You didn't suggest how you're going to use those speakers. Whats your target playing devices?


----------



## bhautikjoshi (Jan 28, 2013)

Thanks for your suggestions whitestar_999, audiophilic I would be using these speakers with my Tata Sky STB occasionally, primary usage would be listening to music via my phone, connecting it to xbox 360 for gaming. The only reason I am still considering HTS is because I am looking for a decent movie watching experience as well. 

Based on whitestar_999's suggestion I am also looking at some Onkyo HTS models, their website does not highlight much difference in some closely resembling products.


----------



## bhautikjoshi (Feb 5, 2013)

I have zeroed in on Sony BDV-E490 HTIB, going for an demo check today to figure out sound quality. Had to scrap Onkyo HTS3500 as it was stretching my budget with additional purchase required for BD/DVD player. 

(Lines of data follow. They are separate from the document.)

PR #2976, opened 2022-05-17
List platform only policies

kartikp10:

Bug fix:

1. Fixes an issue where even though you use a platform key (`--bc-api-key`) CKV2 policies that do not exist in the platform were still being run. 
2. Added an integration test to confirm that if an API key is used with the `--output-bc-ids` flag, no CKV ids will be present in `checkov --list`. 
3. That said, other check id formats - external checks, platform checks will be present. 

New behavior:

1. When you use --list with an API key, only platform checks will be printed.

### DIFF
--- a/integration_tests/test_checkov_platform_only_policies.py
+++ b/integration_tests/test_checkov_platform_only_policies.py
@@ -1,0 +1,33 @@
+import os
+import platform
+import sys
+import unittest
+import re
+
+from checkov.common.models.consts import ckv_check_id_pattern
+
+current_dir = os.path.dirname(os.path.realpath(__file__))
+
+
+class TestCheckovPlatformOnlyPolicies(unittest.TestCase):
+
+    def test_no_ckv_ids(self):
+        checks_list_path = os.path.join(current_dir, '..', 'checkov_checks_list.txt')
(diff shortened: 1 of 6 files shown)


integration_tests/test_checkov_platform_only_policies.py
```diff
@@ -0,0 +1,33 @@
...
+    def test_no_ckv_ids_api_key(self):
+        checks_list_path = os.path.join(current_dir, '..', 'checkov_checks_list.txt')
+        if sys.version_info[1] == 7 and platform.system() == 'Linux':
+            with open(checks_list_path, encoding='utf-8') as f:
+                for i, line in enumerate(f):
+                    if i in [0, 1]:
+                        # skip the header lines
+                        continue
+                    line = "".join(line.split())
+                    if type(line) == str and line:
```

Any suggestions for other HTIB models in 25K range, please share


----------



## whitestar_999 (Feb 5, 2013)

whatever you choose just make sure to take the demo with your audio/video clips(preferably at least HD 720p quality).there are free sources on net to download free legal HD clips.

found some reviews here:
Amazon.co.uk: Customer Reviews: Sony 1000W 3D BDVE490 Blu-ray Home Cinema System with Tall Speakers
according to these this system has no HDMI IN port only HDMI out.in my opinion this is a negative because this means you can not connect TV hdmi port to A/V receiver hdmi in port & can not get untouched/unmodified surround audio output from TV to be played by your HTS speakers.though almost all 32" or above TV's have s/pdif port what most users don't know is that almost all such TV's will not output "real"/unmodified surround audio output(like those dolby truHD/DTS-HD MA found in bluray videos on net) through s/pdif port.only way to get these outputs is by using hdmi port with ARC(see your TV specifications,this feature is only available for hdmi v1.4 so only check it if your tv has hdmi v.1.4.if your tv has lower version like 1.3 then your tv does not support this feature).with this limitation you can still use this system fine but not for situation where you want "real" surround output from TV(like playing through usb port of tv or HD channel through set top box).there is no solution for tv usb port situation but for HD channel you have to connect s/pdif out port of dth set top box to s/pdif in port of your A/V receiver.


----------



## bhautikjoshi (Feb 6, 2013)

Thanks for your input whitestar_999, I would not be using HTS to connect it to my TV very rarely and that to via Tata sky STB for the audio, in fact my LCD is an older model from Philips which is HD ready and does not have any HDMI cable slots. so no plans to connect TV with DVD player for watching HD content. Major use is for gaming on Xbox 360 and watching movies from USB.


----------



## aroraanant (Feb 16, 2013)

^^^^
After reading all your posts I think Sony E490 will suffice your needs.


----------



## bhautikjoshi (Feb 20, 2013)

Yep, I got Sony E490 last week, In process of putting down my review


----------